Objective: In this study, we aimed to determine whether admission hemoglobin versus post-percutaneous coronary intervention (PCI) hemoglobin level at 24 hours is a predictor of in-hospital mortality for patients with ST elevation myocardial infarction (STEMI) without evidence of clinical hemorrhage who underwent primary PCI.
Methods: In this study, we included 1,444 consecutive patients with STEMI who underwent primary PCI at a tertiary heart hospital. The primary outcome of the study was the in-hospital all-cause mortality. We used the penalized maximum likelihood estimation (PMLE) logistic regression method to examine the relationship between primary outcome and candidate predictors.

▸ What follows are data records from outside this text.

PR #590, opened 2025-04-14
C api integration

samutoljamo-pareto:
Long story short: I tried WASM, but it didn't seem to work(problems with dynamic memory usage, see  https://github.com/domoritz/clingo-wasm/issues/420). Introduced another package(node-clingo), which contains a c-api based version.

### Install flow
1. See if there's a correct version of the native module in prebuilds/{os}-{arch}
2. If no, proceed to download a prebuild from github
3. If fail, try to build from source

### Building from source
When you are developing node-clingo and want to recompile it manually you can use `pnpm build-prebuildify` to replace the prebuilt version with a local build.

Dev Dependencies:
- MacOS: `brew install clingo` and simply having node seemed to work in CI
- Windows: make a conda env and activate it(environment.yml in the package root). Also requires some tools for building the c++, but they can installed when installing node(or manually, see https://www.npmjs.com/package/node-gyp#on-windows)
- Linux: `sudo apt install gringo build-essential` for clingo headers + build deps

### Runtime dependencies
- MacOS: clingo dylib is bundled and only references dylib's, which should be present in all MacOS's(libc++ and libSystem)
- Windows: clingo dll is bundled and only contains references to windows api dll's, kernel and c++ redistributable dll. C++ redistributable might not exist in windows, but this uses the latest(2015) so it usually is present in windows. This could be mentioned in cyberismo-docs, allthough just having office suite installed already installs it. To my knowledge, this should be handled by an installer
- Linux: I did not bundle .so shared library on linux so installing clingo with `sudo apt install gringo` is required. We could've also included libclingo.so, but I think it's easier for linux environment to simply depend on a system installed clingo.

### Deployment
A new CI was made this purpose. It will be only ran on the main branch and if the version in node-clingo's package json has changed compared to the latest released version. Currently, it builds the following things successfully:
- Intel Mac
- Silicon Mac
- x64 windows
- x64 linux

These are then packaged to their own tar.gz files and a new release is made.
### Testing
Currently, there's no addiotional testing made(unit testing for the node-clingo was done of course). I think it would too much to run all tests in all platforms in every single PR(native version rarely changes), but on the other hand the CI's should become much faster(we should eventually get rid of miniconda too). Maybe we could run a subset of tests in all platforms?

### CI
The CI will use prebuild if available so if you makes changes to the c++ code, but do not upgrade the version, CI won't test your new code(This is also the same behaviour in the main branch, unless you happen to build from source).

### License
should we include clingo's LICENSE with the dll and dylib?


samutoljamo-pareto:
How logic programs are sent to c++:
The node-clingo package has a function `setBaseProgram`, which takes in `program` and a key(if undefined, "default" is used). When you run the logic program, you can give a `program` and the keys of `basePrograms`, which you want to include.

Data-handler uses currently two:
- "base": contains everything including resources, except the queryLanguage.lp
- "queryLanguage": contains queryLanguage.lp

This split was made because queryLanguage is not used when running graphs. Resources could've been separated, but its such a small optimization(to not resend base.lp etc) that I did do it yet

tools/node-clingo/src/helpers.h
```diff
@@ -0,0 +1,26 @@
+#ifndef NODE_CLINGO_HELPERS_H
```
Fuzzbender, line 1: Add copyright blocks to C/C++ code as well; both to headers and source-files.

tools/node-clingo/src/helpers.h
```diff
@@ -0,0 +1,26 @@
...
+#define NODE_CLINGO_HELPERS_H
+
+#include <string>
```
Fuzzbender, line 4: Put the includes in alphabetical order

tools/node-clingo/src/helpers.h
```diff
@@ -0,0 +1,26 @@
...
+#include <vector>
+#include <sstream>
+#include <ctime>
+#include <iomanip>
+#include <clingo.h>
+namespace node_clingo {
+
+// Get the string representation of a clingo symbol
```
Fuzzbender, line 12: Function signatures could have the same comment block structure as we have on TS/JS side.

tools/node-clingo/src/helpers.cc
```diff
@@ -0,0 +1,131 @@
...
+  return result;
+}
+
+std::string html_escape(const std::string& input) {
+    std::string result;
+    result.reserve(input.size());
+    
+    for (char c : input) {
+        switch (c) {
+            case '&': result += "&amp;"; break;
```
Fuzzbender, line 39: Maybe use static string literals for the "..." values. AFAIK, now it makes temp strings for each call of this function.

tools/node-clingo/src/helpers.cc
```diff
@@ -0,0 +1,131 @@
...
+    return result;
+}
+
+std::vector<std::string> text_wrap(const std::string& text, size_t line_width) {
+    std::vector<std::string> result;
+    std::string line;
+    
+    // Split input text into words
+    std::istringstream iss(text);
+    std::vector<std::string> words;
```
Fuzzbender, line 57: Maybe call `reserve` for the vector? 
It is a lot faster to allocate before hand a lot of memory, than for each item separately. It can even "over-allocate" if you don't know the actual needed memory.

samutoljamo-pareto: We could guess the length based on the string size. Maybe length / 3 is fine

.github/workflows/prebuild.yml
```diff
@@ -0,0 +1,222 @@
+name: Build Native Prebuilds
+
+on:
+  push:
+    branches:
+      - main
+      - feature/samutoljamo/wasm-test
```
Fuzzbender, line 7: Remember to remove this one

.github/workflows/prebuild.yml
```diff
@@ -0,0 +1,222 @@
...
+          node tools/node-clingo/scripts/collect-prebuilds.js
+
+      - name: Upload combined prebuilds
+        uses: actions/upload-artifact@v4
+        with:
+          name: node-clingo-prebuilds-all
+          path: tools/node-clingo/prebuilds/
+
+      - name: Package prebuilds for each platform
+        if: github.event_name == 'push' && (github.ref == 'refs/heads/main' || github.ref == 'refs/heads/feature/samutoljamo/wasm-test')
```
Fuzzbender, line 185: Remember to remove feature branch

tools/data-handler/src/commands/calculate.ts
```diff
@@ -44,34 +38,64 @@ import {
...
     '../../../../../resources/calculations/common',
   );
-
   constructor(private project: Project) {}
 
+  // Storage for in-memory program content
+  private logicProgram: string = '';
+  private modules: string = '';
+
+  private modulesInited = false;
```
Fuzzbender, line 86: `Inited` is not proper English. `Initialized`?

tools/data-handler/src/commands/calculate.ts
```diff
@@ -86,205 +110,123 @@ export class Calculate {
...
 
-      // write card-specific logic program file
-      const filename = join(destinationFileBase, card.key);
-      const cardLogicFile = `${filename}.lp`;
-      promiseContainer.push(writeFileSafe(cardLogicFile, content));
+    let content = '% SECTION: CARDS_START\n';
+
+    for (const card of cards) {
+      const cardContent = await createCardFacts(card, this.project);
+      content += `% SECTION: CARD_${card.key}_START\n% Card ${card.key}\n${cardContent}\n% SECTION: CARD_${card.key}_END\n\n`;
```
Fuzzbender, line 121: Would it be easier to read the code, if each line was separately added? 
At least I had a hard time spotting the actual logic program line in-between the comments
```
content += `% SECTION: CARD_${card.key}_START\n`; 
content += `% Card ${card.key}\n`;
content += `${cardContent}\n`; 
content += `% SECTION: CARD_${card.key}_END\n\n`;
```

henryhaverinen:
I tried to build this with just pnpm install and pnpm build, which seemed to succeed. But then trying to launch the app resulted this:
`% cyberismo app
Error building clingo: Error: dlopen(/Users/henryhaverinen/cyberismo/cyberismo/tools/node-clingo/prebuilds/darwin-arm64/@cyberismocom+node-clingo.node, 0x0001): Library not loaded: /opt/homebrew/opt/clingo/lib/libclingo.4.dylib
  Referenced from: <D6574BFE-C65F-3C72-8EEB-42A6822A0240> /Users/henryhaverinen/cyberismo/cyberismo/tools/node-clingo/prebuilds/darwin-arm64/@cyberismocom+node-clingo.node
  Reason: tried: '/opt/homebrew/opt/clingo/lib/libclingo.4.dylib' (no such file), '/System/Volumes/Preboot/Cryptexes/OS/opt/homebrew/opt/clingo/lib/libclingo.4.dylib' (no such file), '/opt/homebrew/opt/clingo/lib/libclingo.4.dylib' (no such file)
    at Object..node (node:internal/modules/cjs/loader:1732:18)
    at Module.load (node:internal/modules/cjs/loader:1289:32)
    at Function._load (node:internal/modules/cjs/loader:1108:12)
    at TracingChannel.traceSync (node:diagnostics_channel:322:14)
    at wrapModuleLoad (node:internal/modules/cjs/loader:220:24)
    at Module.require (node:internal/modules/cjs/loader:1311:12)
    at require (node:internal/modules/helpers:136:16)
    at load (/Users/henryhaverinen/cyberismo/cyberismo/node_modules/.pnpm/node-gyp-build@4.8.4/node_modules/node-gyp-build/node-gyp-build.js:22:10)
    at file:///Users/henryhaverinen/cyberismo/cyberismo/tools/node-clingo/dist/index.js:5:15
    at ModuleJob.run (node:internal/modules/esm/module_job:271:25)
    at async onImport.tracePromise.__proto__ (node:internal/modules/esm/loader:578:26)
    at async asyncRunEntryPointWithESMLoader (node:internal/modules/run_main:116:5) {
  code: 'ERR_DLOPEN_FAILED'
}
/Users/henryhaverinen/cyberismo/cyberismo/node_modules/.pnpm/node-gyp-build@4.8.4/node_modules/node-gyp-build/node-gyp-build.js:60
  throw new Error('No native build was found for ' + target + '\n    loaded from: ' + dir + '\n')
        ^

Error: No native build was found for platform=darwin arch=arm64 runtime=node abi=127 uv=1 armv=8 libc=glibc node=22.14.0
    loaded from: /Users/henryhaverinen/cyberismo/cyberismo/tools/node-clingo/dist

    at load.resolve.load.path (/Users/henryhaverinen/cyberismo/cyberismo/node_modules/.pnpm/node-gyp-build@4.8.4/node_modules/node-gyp-build/node-gyp-build.js:60:9)
    at load (/Users/henryhaverinen/cyberismo/cyberismo/node_modules/.pnpm/node-gyp-build@4.8.4/node_modules/node-gyp-build/node-gyp-build.js:22:30)
    at file:///Users/henryhaverinen/cyberismo/cyberismo/tools/node-clingo/dist/index.js:9:15
    at ModuleJob.run (node:internal/modules/esm/module_job:271:25)
    at async onImport.tracePromise.__proto__ (node:internal/modules/esm/loader:578:26)
    at async asyncRunEntryPointWithESMLoader (node:internal/modules/run_main:116:5)

Node.js v22.14.0
`

tools/node-clingo/lib/index.ts
```diff
@@ -0,0 +1,73 @@
+import path from 'path';
```
Fuzzbender, line 1: `... from 'node:path';`

Fuzzbender: And you only use `resolve`, so you could just import that one instead of whole `path`.

Fuzzbender, line 1: Copyright block is missing from this file and few others. Check them all.

tools/node-clingo/scripts/collect-prebuilds.js
```diff
@@ -0,0 +1,34 @@
+#!/usr/bin/env node
+
+import fs from 'fs';
+import path from 'path';
```
Fuzzbender, line 4: import only the functions you need

tools/node-clingo/scripts/download-prebuild.js
```diff
@@ -0,0 +1,148 @@
...
+const platform = process.platform;
+const arch = process.arch;
+
+const prebuildsDir = path.join(import.meta.dirname, '..', 'prebuilds');
+const targetDir = path.join(prebuildsDir, `${platform}-${arch}`);
+const versionFilePath = path.join(targetDir, '.version');
+
+// --- Check if correct prebuilt binary version already exists ---
+let needsDownload = true;
+if (fs.existsSync(targetDir) && fs.existsSync(versionFilePath)) {
```
Fuzzbender, line 20: uses `existsSync` and then `readFileSync` for `versionFilePath` which is unnecessary. 
Just try to read the file, if it fails, it will be caught in the `catch` block.

tools/node-clingo/scripts/download-prebuild.js
```diff
@@ -0,0 +1,148 @@
...
+  if (!response.ok) {
+    throw new Error(`Failed to download: Status Code ${response.status}`);
+  }
+
+  console.log('Download successful. Extracting with tar-stream...');
+
+  const extract = tarStream.extract();
+
+  extract.on('entry', (header, stream, next) => {
+    const nameParts = header.name.split(/[\/]/).filter((p) => p);
```
Fuzzbender, line 90: preferably do not use single letter variables (`p`), but descriptive names (`part`)

tools/node-clingo/src/binding.cc
```diff
@@ -0,0 +1,338 @@
...
+// Helper function to handle Clingo errors
+void HandleClingoError(const Napi::Env& env) {
+    // If clingo returns an error, we throw an error to the javascript side
+    if (clingo_error_code() != 0) {
+        throw Napi::Error::New(env, clingo_error_message());
+    }
+}
+
+// Callback for Clingo's ground function
+bool ground_callback(clingo_location_t const *location, char const *name,
```
Fuzzbender, line 33: put each parameter to own row

tools/node-clingo/src/binding.cc
```diff
@@ -0,0 +1,338 @@
...
+    if (it != handlers.end()) {
+        return it->second(arguments, arguments_size, symbol_callback, symbol_callback_data);
+    }
+    
+    // If function name not matched, we simply do not handle it
+    return true;
+}
+
+// Callback for Clingo's solve function
+bool on_model(clingo_model_t const *model, void *data, bool *goon) {
```
Fuzzbender, line 51: if `goon` represents "go on" (i.e. to continue), then maybe better to rename it to `continue` or `go_on`

tools/node-clingo/src/binding.cc
```diff
@@ -0,0 +1,338 @@
...
+// Store base programs in a map, keyed by name
+std::unordered_map<std::string, std::string> g_basePrograms;
+
+// Silent logger function that discards all messages
+void silent_logger(clingo_warning_t code, char const *message, void *data) {
+    // Do nothing - this silences all Clingo output
+}
+
+// Helper function to handle Clingo errors
+void HandleClingoError(const Napi::Env& env) {
```
Fuzzbender, line 25: Function name style clashes with other function names (Pascal case vs snake case).

tools/node-clingo/src/binding.cc
```diff
@@ -0,0 +1,338 @@
...
+        success = false;
+    }
+    
+    delete[] atoms;
+    *goon = success;
+    return success;
+}
+
+// Wrapper for the solve event callback
+bool solve_event_callback(uint32_t type, void* event, void* data, bool* goon) {
```
Fuzzbender, line 115: If using `uint32_t` include `stdint`

tools/node-clingo/src/binding.cc
```diff
@@ -0,0 +1,338 @@
...
+#include <sstream>
+#include <chrono>
+#include <iostream>
+#include <cstring>
+#include <ctime>
+#include <iomanip>
+#include <fstream>
+#include <unordered_map>
+#include "helpers.h"
+#include "function_handlers.h"
```
Fuzzbender, line 14: Put includes in alphabetical order; system includes first, then followed by own.

tools/node-clingo/src/function_handlers.cc
```diff
@@ -0,0 +1,176 @@
...
+    void* symbol_callback_data) 
+{
+    if (arguments_size != 1) {
+        return false;
+    }
+
+    // get type
+    clingo_symbol_type_t type = clingo_symbol_type(arguments[0]);
+    if (type != clingo_symbol_type_string) {
+        // return 0
```
Fuzzbender, line 59: remove

tools/node-clingo/src/function_handlers.cc
```diff
@@ -0,0 +1,176 @@
...
+        return symbol_callback(&sym, 1, symbol_callback_data);
+    }
+    
+    const char* date_str;
+    if (!clingo_symbol_string(arguments[0], &date_str)) {
+        return false;
+    }
+    
+    // Parse ISO date string with improved function
+    std::time_t date_time = parse_iso_date(date_str);
```
Fuzzbender, line 71: Instead of using `time_t` can you not use `std::chrono` here. For example; https://en.cppreference.com/w/cpp/chrono/duration/from_stream

tools/node-clingo/src/function_handlers.cc
```diff
@@ -0,0 +1,176 @@
...
+    else if (arg_type == clingo_symbol_type_number) {
+        // skip
+    }
+    else {
+        // Unsupported type
+        return false;
+    }
+    
+    // Wrap text with line width of 27 (as specified in the original implementation)
+    std::vector<std::string> lines = text_wrap(text_to_wrap, 27);
```
Fuzzbender, line 146: For long text it would be faster if you `reserve` vector. It does not need match exactly, the allocator expands the memory as needed. For example the estimated amount of rows is `const rows = (text_to_wrap.length() / 27) + 1`.
Thus, we could `lines.reserve(rows);`

tools/node-clingo/src/function_handlers.cc
```diff
@@ -0,0 +1,176 @@
...
+    
+    // Create result with HTML escaping and <br/> tags
+    std::string result;
+    for (size_t i = 0; i < lines.size(); ++i) { 
+        result += html_escape(lines[i]);
+        if (i < lines.size() - 1) {
+            result += "<br/>";
+        }
+    }
```
Fuzzbender, line 155: To make that faster (increasing string size multiple times, can lead to allocation woes) 
```
std::ostringstream result;
for (auto it = lines.begin(); it != lines.end(); ++it) {
    result << html_escape(*it);
    if (std::next(it) != lines.end()) {
        result << "<br/>";
    }
}
return result.str();
```

tools/node-clingo/src/helpers.cc
```diff
@@ -0,0 +1,131 @@
...
+    
+    if (words.empty()) {
+        return result;
+    }
+    
+    line = words[0];
+    for (size_t i = 1; i < words.size(); ++i) {
+        if (line.length() + 1 + words[i].length() <= line_width) {
+            // Word fits on current line with a space
+            line += " " + words[i];
```
Fuzzbender, line 71: Using `+` in string operations makes temp strings. 
Also `+=` makes temp strings. `append()` does not.

Would  `line.append(" "); line.append(words[I]);` work?

Fuzzbender (approved):
I added gazillion minor comments; most of them related to editorial issues, or small performance improvements in the C++ side.

Looks exceptionally good. Well done.

henryhaverinen:
I did a small test: I run `brew install clingo`, and after that this branch worked great. It is speedy! Reports and graphs that use the external functions (@today, @concatenate, @wrap, @daysSince) also seem to work fine. Then I run `brew uninstall clingo`, after which the problem that I wrote about above returned.

samutoljamo-pareto:
Looks like rpath requires that I reference to the dynamic libraries also via rpath. I thought it's simply a lookup directory for dynamic libraries

tools/node-clingo/src/helpers.h
samutoljamo-pareto: Done

tools/node-clingo/src/helpers.h
samutoljamo-pareto: Done

tools/node-clingo/src/helpers.h
samutoljamo-pareto: Done

tools/node-clingo/src/helpers.cc
samutoljamo-pareto: done

tools/data-handler/src/commands/calculate.ts
samutoljamo-pareto: done

tools/data-handler/src/commands/calculate.ts
samutoljamo-pareto: done

tools/data-handler/test/remove.test.ts
```diff
@@ -27,29 +26,13 @@ describe('remove card', () => {
...
-      })
-      .catch(() => {
-        expect(false);
-      });
+    await removeCmd.remove('card', cardId);
 
-    // After deleting the card, check that calculations files are correctly updated.
-    cardTreeFileContent = (await readFile(cardTreeCalcFile)).toString();
-    expect(cardTreeFileContent.includes('cards/decision_5.lp')).to.equal(false);
-    // Since decision_6 is decision_5's child, it should have been removed as well.
```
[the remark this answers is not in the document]
samutoljamo-pareto: done

tools/node-clingo/lib/index.ts
samutoljamo-pareto: good observation

tools/node-clingo/scripts/collect-prebuilds.js
samutoljamo-pareto: done

tools/node-clingo/scripts/download-prebuild.js
samutoljamo-pareto: done

tools/node-clingo/src/binding.cc
samutoljamo-pareto: done, should we add a c++ linter

tools/node-clingo/src/binding.cc
samutoljamo-pareto: done

tools/node-clingo/src/binding.cc
samutoljamo-pareto: done

tools/node-clingo/src/binding.cc
Fuzzbender: Clang formatter in VS Code is pretty good.
https://code.visualstudio.com/docs/cpp/cpp-ide

tools/node-clingo/src/helpers.cc
samutoljamo-pareto: Done

tools/node-clingo/src/function_handlers.cc
```diff
@@ -0,0 +1,176 @@
...
+    
+    if (date_time == 0) {
+        // Return 0 on failure
+        clingo_symbol_t sym;
+        clingo_symbol_create_number(0, &sym);
+        return symbol_callback(&sym, 1, symbol_callback_data);
+    }
+    
+    // Calculate days difference
+    std::time_t now = std::time(nullptr);
```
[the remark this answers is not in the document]
samutoljamo-pareto: Fixed, but provided as fallback

tools/node-clingo/src/function_handlers.cc
samutoljamo-pareto: AFAIK, there's no performance benefit if you return a vector from a function anyway

samutoljamo-pareto: But I added a reserve below it for result

tools/node-clingo/src/helpers.cc
samutoljamo-pareto: Done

Results: In total, 172 (11.9%) patients died during the in-hospital course. According to a PMLE logistic regression analysis, age, KILLIP class ≥2, pre-PCI thrombolysis in myocardial infarction (TIMI) flow <3, systolic blood pressure, creatinine, glycoprotein IIb/IIIa inhibitor use, and post-PCI hemoglobin levels at 24 hours were predictors of in-hospital mortality. The relative importance of post-PCI hemoglobin at 24 hours (contributing 6% of the explainable outcome in the model) was significantly higher than admission hemoglobin (contributing only 0.1% of the explainable outcome in the model).
Conclusion: This study demonstrated that post-PCI hemoglobin levels were independently associated with in-hospital survival in patients with STEMI without evidence of bleeding following primary PCI. In addition, post-PCI hemoglobin was a better predictor of in-hospital mortality than admission hemoglobin for patients with STEMI who underwent primary PCI.